22rd Governor of Spanish Coahuila
- In office 1757–1759
- Preceded by: Miguel de Sesman y Escudero
- Succeeded by: Jacinto de Barrios y Jáuregui

22rd Governor of the Spanish Colony of Texas
- In office February 6, 1759 – 1766
- Preceded by: Jacinto de Barrios y Jáuregui
- Succeeded by: Hugo Oconór

Personal details
- Born: 1716
- Died: Unknown

= Ángel de Martos y Navarrete =

Ángel de Martos y Navarrete was governor of the Spanish provinces of Coahuila (1757–1759) and Texas (1759–1766). His administration in Texas was characterised by a high degree of corruption, which led him to undergo trials and various sanctions (a high fine and his exclusion from any future public office).

== Early years ==
Navarrete grew up in a family with a military tradition, which may have favoured his incorporation into the Armada Real (Royal Navy) in 1731. He held the rank of Marine Guard of the navy. In the 1730s he participated in the military campaigns of Italy and Algeria and was promoted to lieutenant. So, he was a naval lieutenant.

== Administration of Texas ==
He was appointed governor of Texas on August 21, 1756. At that time, the previous governor, Jacinto de Barrios y Jáuregui, was still busy building the Presidio of San Agustín de Ahumada, on the lower Trinity River. Therefore, Navarrete could only begin his administration in the province on February 6, 1759. During the intervening period he governed Coahuila (in present-day Mexico), for whose government Jáuregui had just been appointed.
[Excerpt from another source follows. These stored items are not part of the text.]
PR #753, opened 2026-07-04
feat(diarizer): optional progressHandler on performCompleteDiarization

thatbin:
## What

Adds an optional `progressHandler: ((Double) -> Void)? = nil` to `DiarizerManager.performCompleteDiarization`. It reports overall progress in `0.0...1.0` after each processed audio chunk, ending at `1.0`.

## Why

`performCompleteDiarization` already loops over the audio in chunks, but exposes no way to observe progress, so a host app can only show an indeterminate spinner (or a fake full bar) during a long offline diarization. This lets callers drive a real progress bar.

## Notes

- Default `nil` — every existing call site is unaffected (fully source-compatible).
- The closure is non-escaping and invoked synchronously on the calling thread, so it adds no `Sendable`/concurrency requirements.
- The progress fraction is derived from the existing `stepSize` stride over `totalSamples`; no behavioral change to segmentation, embedding, or clustering.
- `swift format lint` clean; `swift build` green.

### DIFF
--- a/Sources/FluidAudio/Diarizer/Core/DiarizerManager.swift
+++ b/Sources/FluidAudio/Diarizer/Core/DiarizerManager.swift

Shortly after beginning his rule in Texas, in October 1759, Navarrete found that various Amerindian tribes were attacking the Spanish settlements in Texas. To stop these, Navarrete sent troops from various presidios (Coahuila, San Luis Potosí, Nuevo Santander, Charcas and Nuevo León, as well as those from San Antonio and of the Apache lands) against the rebel tribes, although he did not manage to defeat them until 1760. In addition, Navarrete wanted to "modify" various missions of Texas, but the friars rejected such an idea.

The Navarrete government was permeated by a high level of corruption. Navarrete obtained the supplies, on which the presidios of Texas depended, from the French possession of Natchitoches. He bought the goods to the soldiers in the foreign presidio, sold them to the soldiers of the presidios of Texas and got important commissions. This provided him with a considerable amount of capital, which reached 1,000%. In addition to all this, Navarrete paid little attention to the garrison of Los Adaes, whose equipment had been damaged, and had managed to get the Native Americans of Los Adaes, where he lived, to work for him. Added to all this is the fact that, despite being captain of the San Antonio presidio, which was the main presidio in Texas, he had his residence, as already mentioned, in Los Adaes.

Furthermore, on November 23, 1763, Navarrete had a conflict with Rafael Martínez Pacheco, commander of the Presidio of San Agustín de Ahumada: Navarrete criticized his work in presidio and, furthermore, he did not receive any information from Pacheco about the policies developed by the latter. Because of this, Navarrete ordered Pacheco's replacement from his position, that the San Agustin de Ahumada presidio be moved to the Los Horconcitos region, and Pacheco's imprisonment. Navarrete sent one of his soldiers, Lieutenant Marcos Ruíz to the presidio to force Martínez to leave it. However, Ruíz decided to surround the presidio with his soldiers. Pacheco did not want to leave the presidio and attacked Ruíz's troops with a cannon. After this, the governor decided to end his confrontation with Martínez and ordered the presidio to be set on fire in order to force Pacheco out of it to be able to capture him. Thus, Pacheco left the presidio for La Bahía and San Antonio. Subsequently, he traveled to Mexico City to have his case studied.

In 1767, Hugo Oconór traveled to San Antonio, Texas to begin his administration and investigate the problems that had occurred during Navarrete's government. Oconór's investigation concluded with Pacheco's exoneration, who was allowed to return to the presidio. That's because research showed that he had no connection with the charges against him.

Therefore, the Viceroy of New Spain, Carlos Francisco de Croix, ordered an investigation with respect to Navarrete. The investigation was carried out by the inspector of border presidios Marqués de Rubí (who, among other functions, was to solve economic abuses in the territories of New Spain). He discovered all the corruption that Navarrete had carried out during his government, which caused the viceroy to remove Navarrete from his post as governor and replace him with Hugo Oconór in 1767.

Navarrete was prosecuted for fourteen years due to smuggling and the burning of the presidio. When the trial came to an end, the former governor was sentenced to pay a “heavy fine”, while at the same time losing all rights to hold another public office.